Mijn Trots – Berhard Veneman
« Terug naar Mijn TrotsItaliaanse motoren kwamen er in al die jaren dat hij motor rijdt niet in bij Bernhard Veneman. Voor de Moto Guzzi V85TT zwichtte de vader van bondscoach Barry Veneman wel. Al was het in de tweede poging en gaf zijn vrouw het laatste zetje.
“Mijn Trots? Mijn Trots? Mijn vrouw, kinderen en kleinkinderen zijn ook mijn trots, dus de Guzzi deelt die status. Eerlijk gezegd had de Bernhard Veneman van 25 jaar geleden de V85TT ook niet als zijn trots bestempeld. Tegenwoordig verwacht ik geen topprestaties meer en dan is het een fijn ding.Hiervoor reed ik een Triumph Tiger Sport. Ook een fijne fiets, maar ik wilde iets anders. Iets met cardan, maar van BMW ben ik niet zo gecharmeerd. Bovendien heb ik nu een complete motorfiets met handvatverwarming, zijkoffers en middenbok. Voor hetzelfde bedrag lukt dat echt niet bij BMW. Bij de eerste proefrit miste ik het vermogen van de Triumph en kwam de motor er uiteindelijk niet. Het was bovendien een Travel-uitvoering en die is niet mooi met zijn effen kleur. In deze kleur heb ik er best schik mee. Bovendien zit mevrouw Veneman goed achterop de Moto Guzzi. Als je gezellig weg wil, moét de vrouw goed achterop zitten. Een Ducati Multistrada vind ik bijvoorbeeld een mooie motorfiets, maar daarop zit mijn vrouw niet goed. Bovendien denk ik bij zo’n prijskaartje: ‘Hallo hé, het moet wel leuk blijven.’ Waar eindigt het? Voor het prijskaartje van € 30.000,- heb ik twee van deze.”

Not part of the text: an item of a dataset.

PR #330, opened 2026-09-08
build(deps): imaging-qc 0.5.0, and read Z stacks by max in the default QC configs

ieivanov:
Upgrades the QC dependency and, on the strength of what the new version measures, changes how the default configs read a Z stack.

## 1. Dependency: imaging-qc `0.4.0a2` -> `0.5.0` (`bd0b494`)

“Bij de tweede proefrit met de Moto Guzzi was het wel raak. Als ik Guzzi-dealers trouwens een gratis tip mag geven: geef een V85TT warm mee bij een proefrit. Bij een koude start is de motorfiets wat bokkig en nukkig. Het luchtgekoelde blok heeft vanzelfsprekend het nadeel dat het iets lawaaieriger is, maar het getik van de stoterstangen is prachtig. Toch hoop ik dat Moto Guzzi het blok van die nieuwe V100 in dit rijwielgedeelte plaatst. Dan heb je toch net iets meer pk’s tot je beschikking. Al heeft dat geringe vermogen wel het voordeel dat je soepel optrekt zodat onze helmen niet tegen elkaar knallen. En ik hoop dat de beurtjes met een V100-blok net zo betaalbaar blijven als met deze. Voor € 120,- ben ik iedere tienduizend kilometer klaar, inclusief kleppen stellen. Verder heb ik er de afgelopen anderhalf jaar geen problemen mee gehad en heb er ook alle vertrouwen in dat dat zo blijft. Er staan 29.000 kilometer op de teller en dat zijn allemaal toer- en vakantiekilometers. Elk jaar bezoeken we de TT-races op Isle of Man en daarvoor is deze motorfiets echt perfect. Hij stuurt goed, zit prima en heeft koffers. Zelf racen hoeft voor mij niet. Ik rij wel veel op het circuit, maar dan als baancommissaris op de trekker. Ik zie daarbij iets teveel ellende. Jongens die ’s ochtends aan komen rijden op een mooie motorfiets, maar die ’s avonds een busje moeten regelen om hun gecrashte motorfiets te vervoeren. Voor mijn motorfietsen heb ik altijd hard moeten werken, daar moet je zuinig op zijn. Daarom was ik de Guzzi altijd goed en staat alles in de siliconenspray.”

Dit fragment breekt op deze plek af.